Akhirnya kami tetap melanjutkan perjalanan. Namun, entah kenapa semenjak dari pintu masuk Cemoro Sewu, aku merasa ada burung merpati putih mengikuti kami. Padahal hari sedang hujan, apakah ada burung yang berhujan-hujan ria .... Meski berempat, tapi aku merasa gamang, bulu kudukku sedikit meremang. Sesekali di sekitar lembah juga sepeti ada orang yang sedang tertawa, seperti ada keceriaan di sana.
"Apakah itu yang dikatakan Pasar Setan?"gumamku lirih, lebih tepatnya setengah membatin.
"Di Gunung Lawu, para pendaki tidak boleh melanggar peraturan yang ada," tegas Wahyu, lagi-lagi dia seperti bisa membaca apa yang ada dalam pikiranku.
"Sangat dilarang berkata kasar, merusak alam, berpikir negative  hingga berbuat tidak senonoh. Apabila melanggar, konon akan terjadi hal-hal yang tidak diinginkan seperti diikuti oleh sosok astral."
Aku hanya mengedikkan bahu, diam tak menjawab. Seingatku aku tidak berkata kasar atau melanggar aturan apapun. Lalu burung merpati putih yang mengikuti tadi ... apakah itu penjelmaan Kyai Jalak seperti yang dikatakan Wahyu. Aku merasa seperti ada yang meniup-niup tengkuk hingga bulu kudukku meremang. Aku merapatkan tubuh pada Wahyu agar merasa lebih tenang.

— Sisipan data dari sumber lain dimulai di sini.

PR #379, opened 2015-06-28
Attempt to fix lwt's janky callv

rgrinberg:
@dsheets

@edwintorok 's implementation seems to work

### DIFF
--- a/lwt-core/cohttp_lwt.ml
+++ b/lwt-core/cohttp_lwt.ml
@@ -206,32 +206,29 @@ module Make_client
   let callv ?(ctx=default_ctx) uri reqs =
     Net.connect_uri ~ctx uri >>= fun (conn, ic, oc) ->
     (* Serialise the requests out to the wire *)
-    Lwt_stream.fold_s (fun (req,body) meths ->
+    let meth_stream = Lwt_stream.map_s (fun (req,body) ->
       Request.write (fun writer ->
         Cohttp_lwt_body.write_body (Request.write_body writer) body
       ) req oc >>= fun () ->
-      return ((Request.meth req)::meths)
-    ) reqs [] >>= fun meths ->
+      return (Request.meth req)
+    ) reqs in
     (* Read the responses. For each response, ensure that the previous
        response has consumed the body before continuing to the next
        response because HTTP/1.1-pipelining cannot be interleaved. *)
-    let meth_stream = Lwt_stream.of_list (List.rev meths) in
     let read_m = Lwt_mutex.create () in
     let last_body = ref None in
-    let resps = Lwt_stream.from (fun () ->
-      let closefn () = Lwt_mutex.unlock read_m in
-      Lwt_stream.get meth_stream >>= function
-      | None -> return_none
-      | Some meth ->
-        begin match !last_body with None -> return_unit | Some body ->
-          Cohttp_lwt_body.drain_body body
-        end >>= fun () ->
-        Lwt_mutex.with_lock read_m (fun () -> read_response ~closefn ic oc meth)
-        >|= (fun ((_,body) as x) ->
-          last_body := Some body;
-          Some x
-        )
-    ) in
+    let closefn () = Lwt_mutex.unlock read_m in
+    let resps = Lwt_stream.map_s (fun meth ->
+      begin match !last_body with
+      | None -> return_unit
+      | Some body -> Cohttp_lwt_body.drain_body body
+      end >>= fun () ->
+      Lwt_mutex.with_lock read_m (fun () -> read_response ~closefn ic oc meth)
+      >|= (fun ((_,body) as x) ->
+        last_body := Some body;
+        x
+      )
+    ) meth_stream in
     Lwt_stream.on_terminate resps (fun () -> Net.close ic oc);
     return resps
 end
--- a/lib_test/test_sanity.ml
+++ b/lib_test/test_sanity.ml
@@ -20,7 +20,11 @@ let server =
     Server.respond ~status:`OK ~body:(Body.of_string_list chunk_body) ();
     Server.respond ~status:`OK ~body:(Body.of_string "") ();
     (* not modified *)
-    Server.respond ~status:`Not_modified ~body:Body.empty ()
+    Server.respond ~status:`Not_modified ~body:Body.empty ();
+    (* pipelined_interleave *)
+    Server.respond_string ~status:`OK ~body:"one" ();
+    Server.respond_string ~status:`OK ~body:"two" ();
+    Server.respond_string ~status:`OK ~body:"three" ();
   ]
   |> List.map const
   |> response_sequence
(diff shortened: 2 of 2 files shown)


edwintorok:
Doing pipelining correctly is actually more complicated than I initially thought, I have another WiP branch (but perhaps we can merge it after this one):
https://github.com/mirage/ocaml-cohttp/compare/master...edwintorok:lwt-callv-4?expand=1

* there should be  a limit on pipelining depth, you don't want to pipeline 1000 requests only to find out the server dropped the connection and you have to send them all again
* idempotent and non-idempotent requests can be mixed on the same persistent connection, but only idempotent requests should be pipelined according to the RFC (makes sense, connection might drop and you have to repeat the requests)
 * we can only pipeline on HTTP/1.1, but we only find out whether the server (and proxy) supports that after the first reply
* the read mutex seems to be unlocked too early, should be unlocked only after entire body is read/drained. Although map_s should ensure we don't attempt to read the body concurrently, so this point is moot
* all this makes the implementation (and usage) quite complicated, especially trying to match which reply goes with which request, your suggestion to change the API to supply a callback for parsing the body makes using `callv` a lot easier

lwt-core/cohttp_lwt.ml
```diff
@@ -206,32 +206,29 @@ module Make_client
...
       Request.write (fun writer ->
         Cohttp_lwt_body.write_body (Request.write_body writer) body
       ) req oc >>= fun () ->
-      return ((Request.meth req)::meths)
-    ) reqs [] >>= fun meths ->
+      return (Request.meth req)
+    ) reqs in
     (* Read the responses. For each response, ensure that the previous
        response has consumed the body before continuing to the next
        response because HTTP/1.1-pipelining cannot be interleaved. *)
```
dsheets: This comment seems a little wrong. Does it mean HTTP/1.1 pipelining cannot be *out-of-order*? It is called *pipelining*...

edwintorok: On 06/29/2015 04:08 PM, David Sheets wrote:
> In lwt-core/cohttp_lwt.ml <https://github.com/mirage/ocaml-cohttp/pull/379#discussion_r33461134>:
> 
>>        Request.write (fun writer ->
>>          Cohttp_lwt_body.write_body (Request.write_body writer) body
>>        ) req oc >>= fun () ->
>> -      return ((Request.meth req)::meths)
>> -    ) reqs [] >>= fun meths ->
>> +      return (Request.meth req)
>> +    ) reqs in
>>      (* Read the responses. For each response, ensure that the previous
>>         response has consumed the body before continuing to the next
>>         response because HTTP/1.1-pipelining cannot be interleaved. *)
> 
> This comment seems a little wrong. Does it mean HTTP/1.1 pipelining cannot be /out-of-order/? It is called /pipelining/...

The server is free to execute the requests in whatever order as long as it ensures that the replies are sent in the same order
as the requests: https://tools.ietf.org/html/rfc7230#page-54

There is nothing special in HTTP/1.1 pipelining that would allow clients to match responses with requests[1],
hence the pipelineing blacklists you see in tools like curl to deal with buggy servers that send replies out-of-order.

FWIW Firefox has pipelineing disabled by default, and chromium is about to remove it too: https://bugzilla.mozilla.org/show_bug.cgi?id=264354
Still I think it'd be useful for cohttp in situations where you know the server works correctly, in other situations you can still use persistence by specifying pipeline depth of 0.

[1] there was (a now expired) draft to add a header Assoc-Req: https://tools.ietf.org/html/rfc7230#page-54

SGrondin:
I'd like to make a suggestion here: HTTP/2 uses pipelining extensively and I think it could be a good use of time to read up on it and see if the HTTP pipelining @edwintorok is working on could be protocol-agnostic so that the code could be reused for HTTP/2. Thanks

avsm:
@SGrondin is spot on -- I think there are two layers here (which is why my original `callv` didnt do some things).

- A low-level pipelining layer that makes sure that Requests on a single connection are interleaved with Responses.  This is essentially like a ring buffer of RPCs.

- A higher-level API that can enforce a depth limit per connection, but also schedule a top-level request stream across multiple connections.  This logic could definitely be shared with HTTP2, which can do out-of-order pipelining as well.

There's increasing pressure on Cohttp to create the higher-level "just works" API that should look something like Python's Requests module. How much of the logic in this patch should go into that higher level API instead?

dsheets:
HTTP2's feature is called *multiplexing* and it may be able to be used via an HTTP 1.1-like high-level API but that cannot be the *only* interface to HTTP2 multiplexing. In particular, it seems like a bad idea to have different ordering semantics depending on which protocol version was negotiated. That is, the HTTP2 pipelining API should enforce HTTP 1.1 in-order return semantics. Additionally, many users of HTTP2 multiplexing will expect to be able to open multiple persistent multiplexed requests and keep them free from blocking each other. This is not achievable with HTTP 1.1 pipelining alone (you need multiple connections).

HTTP 1.1 and HTTP 2 capabilities are different enough that I believe both clients and servers should treat them as functionally equivalent transports for only the simplest of applications. In any application that deals with concurrent requests or is otherwise time or performance sensitive, the author should understand and specifically use the capabilities of each protocol. Only at a very high level (e.g. "download this list of URLs") can these transports be freely interchanged.

edwintorok:
@avsm: Most of the depth enforcement should go into a higher-level API,  in this sense `call` and `callv` are not low-level enough, perhaps low-level would be: establish connection, send request, read reply, shutdown connection (with the mutexes that you already have to enforce ordering).

One of the reasons why I like Cohttp is that it provides you access to the low-level and allows you to
compose your application the way you want to. I'm also using OCamlnet in another project, and although it does provide a high-level API for pipelining and scheduling over multiple connections I always stumble upon some hardcoded behaviour (e.g. 1 second reconnect pause in 3.7.x, fixed in 4.x).
If Cohttp provides a higher-level API I'd like to keep the ability to customize it, either via functors, or optional parameters to methods (that allow to customize not only specific values like timeouts, but the actual behaviour), i.e. if I want to make a small change in the default behaviour I should still be able to reuse the rest of the default behaviour that I didn't change.

I've  been experimenting with a `callp` built on top of `callv` that uses `Lwt_pool` (in fact multiple pools, one for HEAD/OPTIONS, one for idempotent and another for unsafe methods) that does part of the 'schedule a top-level request stream across multiple connections'. Problem is those decisions (how many pools to use, how to separate requests, how to schedule them, what timeout to use, how many times to retry) are application-specific and I wouldn't want to hardcode my specific choice in Cohttp:
```ocaml
val callp :
  ?headers:Cohttp.Header.t ->
  ?body:Cohttp_lwt_body.t ->
  Cohttp.Code.meth ->
  Uri.t -> (Cohttp.Response.t -> Cohttp_lwt_body.t -> 'a Lwt.t) -> 'a Lwt.t
```

rgrinberg:
This is a good discussion but I'm merging this. I'm pretty certain that this `callv` is a strict improvement over the old `callv` in an essential way (it actually allows you to reuse the connection).

@edwintorok I agree that changing the interface for `callv` could make implementation a lot easier but we need to mind backwards compatibility as well. I think at this point we're not going to break `callv`'s interface (hopefully when we finally switch to `4.02+` to use the deprecation annotation) but rather deprecate it if something better comes along.

edwintorok:
agreed on backwards-compat. Another question is how to implement these pipelining improvements or  higher-level API without having to reimplement it again for Async.
Could Async and Lwt based Cohttp's signatures be made close enough now that they could satisfy the same module signature?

Alhamdulillah, meski dengan susah payah akhirnya kami bisa melewati medan yang sangat sulit hingga kami sampai di padang Edelweis. Artinya jarak menuju puncak tinggal sedikit lagi. Â
Wahyu memetik beberapa tangkai Edelweis, bunga berkelopak kecil kekuningan itu diikat menjadi satu rangkaian kemudian diserahkannya padaku. Aku menatap ragu, bukankah ada larangan tidak boleh memetik Edelweis di gunung.
"Simpan saja di dalam ranselmu," ujar Wahyu. Lagi-lagi dia bisa membaca pikiranku.
"Tapi apakah tidak termasuk melanggar aturan?" tanyaku.
"Cuma sedikit, aku ingin memetik untukmu," bantahnya. Aku mengembuskan napas, kenapa laki-laki ini selalu bisa membaca pikiranku. Aku memang sudah lama ingin membawa pulang Edelweis, terutama dari Gunung Lawu yang terkenal berbeda dari gunung-gunung lain. Hanya saja aku tak memiliki nyali karena jika ketahuan dendanya lumayan besar.
Mendekati puncak kami melepas lelah di warung milik Mbok Yem, pemilik warung di puncak Gunung Lawu yang namanya pernah diberitakan media. Warung sederhana yang hanya terbuat dari dinding kayu. Para pendaki menjuluki sebagai warung tertinggi karena berada di ketinggian 3.150 mdpl atau hanya selisih 115 mdpl dari puncak Gunung Lawu.